*Problem to work on*.
Below are some records. Copy every line in them that holds "fprintf".

*Data provided*.
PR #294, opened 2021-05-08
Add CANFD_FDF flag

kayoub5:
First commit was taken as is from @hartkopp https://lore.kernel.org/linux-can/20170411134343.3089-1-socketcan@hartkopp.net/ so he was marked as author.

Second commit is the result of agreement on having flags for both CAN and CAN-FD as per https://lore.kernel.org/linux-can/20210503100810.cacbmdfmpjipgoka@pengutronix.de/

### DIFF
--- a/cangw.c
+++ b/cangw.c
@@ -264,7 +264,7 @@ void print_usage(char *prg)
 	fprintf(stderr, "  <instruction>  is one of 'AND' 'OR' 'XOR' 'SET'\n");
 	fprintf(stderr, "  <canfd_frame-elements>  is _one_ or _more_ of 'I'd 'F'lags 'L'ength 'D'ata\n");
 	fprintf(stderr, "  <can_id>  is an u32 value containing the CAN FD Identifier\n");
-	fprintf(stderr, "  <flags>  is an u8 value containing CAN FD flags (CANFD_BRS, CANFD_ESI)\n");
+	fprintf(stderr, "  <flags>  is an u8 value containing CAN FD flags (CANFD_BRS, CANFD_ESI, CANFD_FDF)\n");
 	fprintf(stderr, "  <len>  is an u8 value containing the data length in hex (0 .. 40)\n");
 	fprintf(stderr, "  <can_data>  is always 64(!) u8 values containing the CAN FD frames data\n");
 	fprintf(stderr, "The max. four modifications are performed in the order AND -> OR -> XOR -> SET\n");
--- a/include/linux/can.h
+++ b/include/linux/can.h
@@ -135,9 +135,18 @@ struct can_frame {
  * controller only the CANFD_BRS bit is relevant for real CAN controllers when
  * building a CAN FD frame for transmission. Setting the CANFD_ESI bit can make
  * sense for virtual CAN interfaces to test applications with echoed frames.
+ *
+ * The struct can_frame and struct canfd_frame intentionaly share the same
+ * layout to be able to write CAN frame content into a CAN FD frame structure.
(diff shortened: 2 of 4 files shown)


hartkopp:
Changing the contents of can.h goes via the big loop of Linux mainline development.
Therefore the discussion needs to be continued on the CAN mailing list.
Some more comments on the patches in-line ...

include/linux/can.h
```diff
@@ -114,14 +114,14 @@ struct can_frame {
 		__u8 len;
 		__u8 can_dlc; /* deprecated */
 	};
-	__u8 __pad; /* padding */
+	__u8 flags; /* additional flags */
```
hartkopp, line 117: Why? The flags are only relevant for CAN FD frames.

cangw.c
--
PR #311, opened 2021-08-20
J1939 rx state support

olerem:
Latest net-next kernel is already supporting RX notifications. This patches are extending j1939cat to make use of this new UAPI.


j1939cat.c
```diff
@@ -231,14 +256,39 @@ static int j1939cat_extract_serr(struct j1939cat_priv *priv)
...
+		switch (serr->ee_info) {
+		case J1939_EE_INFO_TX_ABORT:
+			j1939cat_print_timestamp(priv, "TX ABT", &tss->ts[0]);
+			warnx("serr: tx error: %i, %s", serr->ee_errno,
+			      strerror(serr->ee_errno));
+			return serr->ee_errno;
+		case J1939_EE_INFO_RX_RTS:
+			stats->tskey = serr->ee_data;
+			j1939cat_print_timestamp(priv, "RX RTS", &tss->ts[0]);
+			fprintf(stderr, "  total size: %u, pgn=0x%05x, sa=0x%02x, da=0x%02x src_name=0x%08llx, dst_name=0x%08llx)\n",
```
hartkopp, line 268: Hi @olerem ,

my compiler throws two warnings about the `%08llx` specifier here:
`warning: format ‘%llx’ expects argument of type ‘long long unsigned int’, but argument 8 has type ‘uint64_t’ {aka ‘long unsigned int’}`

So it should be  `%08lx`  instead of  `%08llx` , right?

*Task solution*.
 	fprintf(stderr, "  <instruction>  is one of 'AND' 'OR' 'XOR' 'SET'\n");
 	fprintf(stderr, "  <canfd_frame-elements>  is _one_ or _more_ of 'I'd 'F'lags 'L'ength 'D'ata\n");
 	fprintf(stderr, "  <can_id>  is an u32 value containing the CAN FD Identifier\n");
-	fprintf(stderr, "  <flags>  is an u8 value containing CAN FD flags (CANFD_BRS, CANFD_ESI)\n");
+	fprintf(stderr, "  <flags>  is an u8 value containing CAN FD flags (CANFD_BRS, CANFD_ESI, CANFD_FDF)\n");
 	fprintf(stderr, "  <len>  is an u8 value containing the data length in hex (0 .. 40)\n");
 	fprintf(stderr, "  <can_data>  is always 64(!) u8 values containing the CAN FD frames data\n");
 	fprintf(stderr, "The max. four modifications are performed in the order AND -> OR -> XOR -> SET\n");
+			fprintf(stderr, "  total size: %u, pgn=0x%05x, sa=0x%02x, da=0x%02x src_name=0x%08llx, dst_name=0x%08llx)\n",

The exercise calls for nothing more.